** SOURCE MATERIAL follows **

PR #313, opened 2022-01-26
[oprf] Publicize oprf.Server.PrivateKey

afjoseph:
Hey. Thanks for the fantastic repo!

This change is minimal and there might be an API I missed that does exactly this, so please let me know if I missed it.

This change allows protocols like [OPAQUE](https://datatracker.ietf.org/doc/html/draft-krawczyk-cfrg-opaque-06) to serialize and save the private key of a server, so an `oprf.Server` instance can be recreated easily at a later step.

More concretely in OPAQUE, the password registration step requires a new `kU` parameter - which is the `oprf.Server`'s private key, created [here in oprf.NewServer()](https://github.com/afjoseph/circl/blob/c9f04ddc2908c0995f6122f2b4c3ff7a0298bc33/oprf/server.go#L36) - to be saved in [the last step](https://datatracker.ietf.org/doc/html/draft-krawczyk-cfrg-opaque-06#section-3.1) of the password registration procedure, and later retrieved during password authentication. This can be done after this PR by using the same saved private key inside `oprf.NewServer`.

Cheers and many thanks. Lemme know if a more graceful solution is required (i.e., exposing an `oprf.Server.[De]SerializeKey` function)

### DIFF
--- a/oprf/server.go
+++ b/oprf/server.go
@@ -12,7 +12,7 @@ import (
 // Server is a representation of a OPRF server during protocol execution.
 type Server struct {
 	suite
-	privateKey PrivateKey
+	PrivateKey PrivateKey
 }
 
 // NewServer creates a Server in base mode, and generates a key if no skS is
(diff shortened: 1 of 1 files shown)


armfazh:
There's another way to proceed without exposing the field.
1. Create a private key calling either `GenerateKey` or `DeriveKey`. This will return a PrivateKey object.
2. The private key can stored using the serialization methods provided.
3. The private key can be used for creating a new Server calling either `NewServer` or `NewVerifiableServer`.

Let me know if this fulfills your use case.

afjoseph:
Hey @armfazh. Thank you for your reply. Your solution suffices and works perfect. Closing this ticket :)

** End of SOURCE MATERIAL **

Repeat each of the entries exactly as written.

• [FINISHED EXERCISE]:
PR #313, opened 2022-01-26
[oprf] Publicize oprf.Server.PrivateKey

afjoseph:
Hey. Thanks for the fantastic repo!

This change is minimal and there might be an API I missed that does exactly this, so please let me know if I missed it.

This change allows protocols like [OPAQUE](https://datatracker.ietf.org/doc/html/draft-krawczyk-cfrg-opaque-06) to serialize and save the private key of a server, so an `oprf.Server` instance can be recreated easily at a later step.

More concretely in OPAQUE, the password registration step requires a new `kU` parameter - which is the `oprf.Server`'s private key, created [here in oprf.NewServer()](https://github.com/afjoseph/circl/blob/c9f04ddc2908c0995f6122f2b4c3ff7a0298bc33/oprf/server.go#L36) - to be saved in [the last step](https://datatracker.ietf.org/doc/html/draft-krawczyk-cfrg-opaque-06#section-3.1) of the password registration procedure, and later retrieved during password authentication. This can be done after this PR by using the same saved private key inside `oprf.NewServer`.

Cheers and many thanks. Lemme know if a more graceful solution is required (i.e., exposing an `oprf.Server.[De]SerializeKey` function)

### DIFF
--- a/oprf/server.go
+++ b/oprf/server.go
@@ -12,7 +12,7 @@ import (
 // Server is a representation of a OPRF server during protocol execution.
 type Server struct {
 	suite
-	privateKey PrivateKey
+	PrivateKey PrivateKey
 }
 
 // NewServer creates a Server in base mode, and generates a key if no skS is
(diff shortened: 1 of 1 files shown)


armfazh:
There's another way to proceed without exposing the field.
1. Create a private key calling either `GenerateKey` or `DeriveKey`. This will return a PrivateKey object.
2. The private key can stored using the serialization methods provided.
3. The private key can be used for creating a new Server calling either `NewServer` or `NewVerifiableServer`.

Let me know if this fulfills your use case.

afjoseph:
Hey @armfazh. Thank you for your reply. Your solution suffices and works perfect. Closing this ticket :)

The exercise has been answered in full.